Items from a dataset:
=======

PR #898, opened 2024-06-25
Add OpenTelemetry layer as optional

### LINKED ISSUE #866: Add OpenTelemetryLayer to lambda_runtime layers
Hi, I have started testing OpenTelemetry integration and I found the example given here really useful: https://github.com/awslabs/aws-lambda-rust-runtime/blob/main/examples/opentelemetry-tracing/src/lib.rs

I have copied the code into my project but I am wondering if it could be packaged into the distributed crate, maybe behind an opentelemetry feature flag?

I have also tried using nested layers and I would expect this to create child spans but this is not what I am observing. Is this a feature or a bug?

Given this setup I would expect the span of Tracing-layer to be a child of the OpenTelemetry-layer span:
```rust
 let runtime = Runtime::new(handler)
            .layer(layers::TracingLayer::new())
            .layer(OpenTelemetryLayer::new(|| {
                tracer
                    .provider()
                    .expect("Unable to get tracer provider!")
                    .force_flush();
            }));
```

But this is the result (function_name is customer-lookup):
Screenshot 2024-05-02 at 08 11 20

calavera:
*Issue #, if available:*

Closes #866 

*Description of changes:*

- Add the OpenTelemetryLayer as an optional module to the runtime.
- Fixes issue creating multiple spans instead of assigning one as parent.

### DIFF
--- a/lambda-runtime/src/layers/otel.rs
+++ b/lambda-runtime/src/layers/otel.rs
@@ -2,7 +2,7 @@ use std::future::Future;
 use std::pin::Pin;
 use std::task;
 
-use lambda_runtime::LambdaInvocation;
+use crate::LambdaInvocation;
 use opentelemetry_semantic_conventions::trace as traceconv;
 use pin_project::pin_project;
 use tower::{Layer, Service};
@@ -19,6 +19,7 @@ impl<F> OpenTelemetryLayer<F>
 where
     F: Fn() + Clone,
 {
+    /// Create a new [OpenTelemetryLayer] with the provided flush function.
     pub fn new(flush_fn: F) -> Self {
         Self { flush_fn }
     }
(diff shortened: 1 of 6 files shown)


bnusunny (approved):

lambda-runtime/src/layers/otel.rs
```diff
@@ -71,9 +72,14 @@ where
         // After the first execution, we can set 'coldstart' to false
         self.coldstart = false;
 
-        let fut = self.inner.call(req).instrument(span);
+        let future = {
+            // Enter the span before calling the inner service
+            // to ensure that it's assigned as parent of the inner spans.
+            let _guard = span.enter();
```
Oliboy50, line 78: I didn't know that using `.instrument(span)` was not enough when calling a future, where did you find docs about that?

And since the span is entered before starting to poll the future, it will increase the span duration, right?

lambda-runtime/src/layers/otel.rs
Oliboy50, line 1: line `67`: 

```
{ traceconv::FAAS_TRIGGER } = "http",
```

I think it should be configurable because the `lambda-runtime` crate can be used without using HTTP triggers (it could defaults to `http` when using the `lambda_http` crate though)

Oliboy50: 👍 ➡️  https://github.com/awslabs/aws-lambda-rust-runtime/pull/903

PR #903, opened 2024-06-28
feat(otel): allow to configure the faas.trigger attribute of the span

Oliboy50:
📬 *Issue #, if available:*
https://github.com/awslabs/aws-lambda-rust-runtime/pull/898#discussion_r1654283275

=======

> [AIM OF THE TASK]: Return all of the data above exactly, leaving out no line.

> [THE ANSWER]:
PR #898, opened 2024-06-25
Add OpenTelemetry layer as optional

### LINKED ISSUE #866: Add OpenTelemetryLayer to lambda_runtime layers
Hi, I have started testing OpenTelemetry integration and I found the example given here really useful: https://github.com/awslabs/aws-lambda-rust-runtime/blob/main/examples/opentelemetry-tracing/src/lib.rs

I have copied the code into my project but I am wondering if it could be packaged into the distributed crate, maybe behind an opentelemetry feature flag?

I have also tried using nested layers and I would expect this to create child spans but this is not what I am observing. Is this a feature or a bug?

Given this setup I would expect the span of Tracing-layer to be a child of the OpenTelemetry-layer span:
```rust
 let runtime = Runtime::new(handler)
            .layer(layers::TracingLayer::new())
            .layer(OpenTelemetryLayer::new(|| {
                tracer
                    .provider()
                    .expect("Unable to get tracer provider!")
                    .force_flush();
            }));
```

But this is the result (function_name is customer-lookup):
Screenshot 2024-05-02 at 08 11 20

calavera:
*Issue #, if available:*

Closes #866 

*Description of changes:*

- Add the OpenTelemetryLayer as an optional module to the runtime.
- Fixes issue creating multiple spans instead of assigning one as parent.

### DIFF
--- a/lambda-runtime/src/layers/otel.rs
+++ b/lambda-runtime/src/layers/otel.rs
@@ -2,7 +2,7 @@ use std::future::Future;
 use std::pin::Pin;
 use std::task;
 
-use lambda_runtime::LambdaInvocation;
+use crate::LambdaInvocation;
 use opentelemetry_semantic_conventions::trace as traceconv;
 use pin_project::pin_project;
 use tower::{Layer, Service};
@@ -19,6 +19,7 @@ impl<F> OpenTelemetryLayer<F>
 where
     F: Fn() + Clone,
 {
+    /// Create a new [OpenTelemetryLayer] with the provided flush function.
     pub fn new(flush_fn: F) -> Self {
         Self { flush_fn }
     }
(diff shortened: 1 of 6 files shown)


bnusunny (approved):

lambda-runtime/src/layers/otel.rs
```diff
@@ -71,9 +72,14 @@ where
         // After the first execution, we can set 'coldstart' to false
         self.coldstart = false;
 
-        let fut = self.inner.call(req).instrument(span);
+        let future = {
+            // Enter the span before calling the inner service
+            // to ensure that it's assigned as parent of the inner spans.
+            let _guard = span.enter();
```
Oliboy50, line 78: I didn't know that using `.instrument(span)` was not enough when calling a future, where did you find docs about that?

And since the span is entered before starting to poll the future, it will increase the span duration, right?

lambda-runtime/src/layers/otel.rs
Oliboy50, line 1: line `67`: 

```
{ traceconv::FAAS_TRIGGER } = "http",
```

I think it should be configurable because the `lambda-runtime` crate can be used without using HTTP triggers (it could defaults to `http` when using the `lambda_http` crate though)

Oliboy50: 👍 ➡️  https://github.com/awslabs/aws-lambda-rust-runtime/pull/903

PR #903, opened 2024-06-28
feat(otel): allow to configure the faas.trigger attribute of the span

Oliboy50:
📬 *Issue #, if available:*
https://github.com/awslabs/aws-lambda-rust-runtime/pull/898#discussion_r1654283275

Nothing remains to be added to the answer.